THERMODYNAMIC STUDY OF ATMOSPHERIC CORROSION SEASONAL KINETIC, BASED ON SUN PHOTOMETER DATA

Original scientific paper The atmospheric corrosion is a mechanical, technological, economic as well as an ecological problem, due to the enormous losses in corroded vessels material and machine material due to enhanced content of corroded material pollutants in environment. The results of the thermodynamic diagnostic study are given in this paper of the limited step in the water vapor corrosion kinetic based on the monitoring data for the seasonal water vapor pressure measured daily in Timisoara, by 2011, from March to December. Based on the seasonal values of the measured data, the seasonal diffusion rate constants the activation energies of the first chemical corrosion step are determined. The calculated seasonal water vapor chemical surface polarizations relative to the values of equilibrium entropies and also of the condensed water vapor on the solid surfaces are compared with the literature data of the possible products of chemical processes. The thermodynamic diagnostic study of the limited successive relaxation step in overall corrosion kinetic is carried out, based on the comparison of the molar water vapor couple relaxation work. The depolarization work is proportional to the depolarization rate constants of reactants and products activated successively in couple with water vapor concentrations depolarization energy, in the same time period: the electrochemical relaxation for the achievement of oxygen and hydrogen equilibrium in the seasonal activated corrosion cell, hydrogen depolarization energy and oxygen striping indicators standard potential. Data used to calculate the water vapor pressure in atmosphere are based on measurements accomplished by a sun photometer located at the Politechnica University of Timisoara, Romania (45,74 °N; 21,22 °E).
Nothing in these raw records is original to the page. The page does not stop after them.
PR #576, opened 2021-04-05
Allow alternative s3 urls and s3-compatible backends (e.g. minio). 

### LINKED ISSUE #571: unable to publish to s3 - Cannot read property 'slice' of undefined
I recently upgraded to the latest verision 1.x from 0.x. Since then unpublish command is crashing

```
node-pre-gyp ERR! UNCAUGHT EXCEPTION 
node-pre-gyp ERR! stack TypeError: Cannot read property 'slice' of undefined
node-pre-gyp ERR! stack     at Object.module.exports.detect (/home/runner/work/lexactivator-js/lexactivator-js/node_modules/@mapbox/node-pre-gyp/lib/util/s3_setup.js:21:29)
node-pre-gyp ERR! stack     at unpublish (/home/runner/work/lexactivator-js/lexactivator-js/node_modules/@mapbox/node-pre-gyp/lib/unpublish.js:18:12)
node-pre-gyp ERR! stack     at Object.self.commands.<computed> [as unpublish] (/home/runner/work/lexactivator-js/lexactivator-js/node_modules/@mapbox/node-pre-gyp/lib/node-pre-gyp.js:81:37)
node-pre-gyp ERR! stack     at run (/home/runner/work/lexactivator-js/lexactivator-js/node_modules/@mapbox/node-pre-gyp/lib/main.js:81:30)
node-pre-gyp ERR! stack     at processTicksAndRejections (internal/process/task_queues.js:79:11)
node-pre-gyp ERR! System Linux 4.15.0-1108-azure
node-pre-gyp ERR! command "/opt/hostedtoolcache/node/12.21.0/x64/bin/node" "/home/runner/work/lexactivator-js/lexactivator-js/node_modules/.bin/node-pre-gyp" "package" "unpublish" "publish" "info"
```

I debugged and in your code it crashes at:

```
if (!config.region) {
    const region = parts[1].slice(1).split('.')[0]; // this line causes the crash
    if (region === 'amazonaws') {
      config.region = 'us-east-1';
    } else {
      config.region = region;
    }
  }

```

pive:
Fixes #571 and allows more options for configuring s3.
Backward compatible and tests passed on Appveyor and TravisCI.


README.md
```diff
@@ -161,6 +161,12 @@ It is highly recommended that you use Amazon S3. The reasons are:
 
 Why then not require S3? Because while some applications using node-pre-gyp need to distribute binaries as large as 20-30 MB, others might have very small binaries and might wish to store them in a GitHub repo. This is not recommended, but if an author really wants to host in a non-S3 location then it should be possible.
 
+It is also possible to use an s3-compatible storage backend, such as minio, as well as non-standard s3 endpoints. In this case, you can specify the following properties in the `binary` section:
+  - `host`: should be the root url of the storage server.
+  - `bucket`
+  - `region`
+  - `s3ForcePathStyle` [optional, default: `false`, must be set to `true` for minio servers]
```
springmeyer, line 168: Could you try to make this comment more generic? For example, there might be users that need to set this to `true` but are not using or familiar with `minio`: how would they know to set it to `true` / can you describe more detail about why it needs to be set to `true`?

README.md
```diff
@@ -161,6 +161,12 @@ It is highly recommended that you use Amazon S3. The reasons are:
 
 Why then not require S3? Because while some applications using node-pre-gyp need to distribute binaries as large as 20-30 MB, others might have very small binaries and might wish to store them in a GitHub repo. This is not recommended, but if an author really wants to host in a non-S3 location then it should be possible.
 
+It is also possible to use an s3-compatible storage backend, such as minio, as well as non-standard s3 endpoints. In this case, you can specify the following properties in the `binary` section:
```
springmeyer, line 164: Can you add a little more detail around what kind of errors or situations a user might hit such that they would need to provide these options?

springmeyer (commented):
Looks great, thank you. Added a few inline questions asking for more doc details. But otherwise this looks good to merge and release in next release.

README.md
pive: How about:
Set s3ForcePathStyle to true if the endpoint url should not be prefixed with the bucket name. If false (default), the server endpoint would be contructed as `bucket_name.your_server.com`.

springmeyer: 👍

README.md
pive: What about:
If you are not using a standard s3 path like `bucket_name.s3(.-)region.amazonaws.com`, you might get an error on `publish` because node-pre-gyp extracts the region and bucket from the `host` url. For example, you may have an on-premises s3-compatible storage server, or may have configured a specific dns redirecting to an s3 endpoint. In these cases, you can explicitely set the `region` and `bucket` properties to tell node-pre-gyp to use these values instead of guessing from the `host` property. The following values will be used in the binary section:

springmeyer: 👍

springmeyer (approved):

springmeyer:
Tagged as @mapbox/node-pre-gyp@1.0.3

PR #579, opened 2021-04-15
Move aws-sdk from devDeps to deps

dmattia:
aws-sdk is imported here: https://github.com/mapbox/node-pre-gyp/blob/26fac61a03e74b577604db3d0ab696ba22443578/lib/util/s3_setup.js#L76

This file is included in the npm bundle, so the package should list aws-sdk as a dependency.

Right now, this breaks `esbuild` builds that have this library as a dependency

### DIFF
--- a/package.json
+++ b/package.json
@@ -20,6 +20,7 @@
   "bin": "./bin/node-pre-gyp",
   "main": "./lib/node-pre-gyp.js",
   "dependencies": {
+    "aws-sdk": "^2.840.0",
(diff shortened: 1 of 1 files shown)


springmeyer:
This is intended to be in devDeps since applications using node-pre-gyp to install binaries don't need the aws-sdk and it is therefore only needed for publishing. For publishing the docs say to install it yourself like: https://github.com/mapbox/node-pre-gyp#1-add-new-entries-to-your-packagejson

PR #590, opened 2021-06-27
Fix issue 589

ronilan:


bmacnaughton (approved):
this looks good. and thanks for both the doc changes and test.

i think this makes sense and should be in the next release.

@ronilan  - i don't do releases here and the mapbox person that does in on leave for a period of time, so this isn't likely to get released quickly. as the code works as documented and there is a clear workaround, i'm guessing that's ok for a month or two.

ronilan:
@bmacnaughton thanks. No urgent.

The extraction of water vapor amount from sun photometer capacity relies on a measurement in the region of water vapor absorption at 940 nm. In order to apply the empirical models, the temperature, barometric pressure and humidity content have been taken from a weather station. One found that the experimental values of water vapor pressure, obtained using the sun photometer, are comparable with four other methods, and within, the experimental variations is characterized by a relative error of 2 %.